Faculty Bibliography

Abnormal JAK/STAT pathway activation is widespread in virtually all T-cell lymphoma (TCL) subtypes. However, activating mutations are insufficient to drive leukemic cell proliferation, which also requires enhanced upstream signaling. We have described that thyroid hormones (THs) contribute to the malignant phenotype of TCL by inducing intracellular transcriptional programs through integrin αvβ3 activation. Here, we evaluate the effect of THs on the JAK/STAT pathway and its implications on TCL therapy. We found that THs induce the activation of STAT1, 3, and 5, including the upregulation of target genes and metalloprotease activity. Furthermore, we observed that the integrin αvβ3 inhibitor, cilengitide, not only reverts these effects but also enhances the antilymphoma activity to a greater extent than the JAK1/2 inhibitor, ruxolitinib, when combined with bexarotene, a synthetic rexinoid clinically used for cutaneous TCL treatment. Furthermore, we explored the mechanisms of action of cilengitide and bexarotene combination using preclinical TCL in vivo models and proteomic analysis. We found that this combinatorial protocol significantly reduced tumor STATs phosphorylation, matrix metalloproteinase activity, and the number of metastatic foci by regulating proteins involved in cell proliferation, angiogenesis, metabolism, and immune response.
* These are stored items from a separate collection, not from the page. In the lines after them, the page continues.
PR #51, opened 2020-08-13
update linter to catch incorrect indentation

zkamvar:
This would be able to catch the problems that were fixed in #45 (ideally)

https://yamllint.readthedocs.io/en/stable/rules.html#module-yamllint.rules.empty_values


zkamvar:
This is now being taken care of in #50

PR #68, opened 2020-08-22
Utility to merge glossary files.

gvwilson:
This will allow other projects to use our glossary and their own
(similarly-formatted) glossary files by merging ours with theirs to produce a
unified files for...well, whatever. To test:

    $ utils/merge.py -w test/words.txt test/alpha.yml test/beta.yml

Built on #67 - please review and merge that one first.


ian-flores:
Not sure who will review this PR (I saw @zkamvar being requested above) but just a note on being careful to NOT merge the `glossary.yml` file. It seems like this PR does a couple of additions but it shouldn't be part of the glossario in my opinion.

zkamvar:
Agree with @ian-flores. Merging is in the domain of the -py and -r APIs, not the main repo.

gvwilson:
I'm confused: there's nothing Python-specific or R-specific about combining two YAML files. See #71 for a use case.

zkamvar:
I may be over-engineering or confused, but, I was working under the assumption that the glosario repo would contain the glossary and the tools to host the website/check the glossary. The -py and -r packages would contain tools for accessing and manipulating that glossary in a consistent manner.

If we include a tool for merging the glossary, it would be better in the python and R because it would allow us to ensure that the tool itself is properly tested and make sure that those who use only R also have access to it.

gvwilson:
Your logic is impeccable; my thought was that the task of merging glossary files is independent of program language, and that if I am an R user, I might not want to have to install glosario-py in order to do that task. I'm happy to relocate the widget if y'all would prefer.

In addition, we observed that high integrin αvβ3 messenger RNA levels are enriched in pathways associated with lymphoma progression and reduce overall survival in samples from patients with TCL. Our findings support the therapeutic potential of targeting THs signaling through integrin αvβ3 inhibition in combination with bexarotene as a less toxic therapeutic strategy to mitigate aberrant JAK/STAT activation and limit lymphoma dissemination.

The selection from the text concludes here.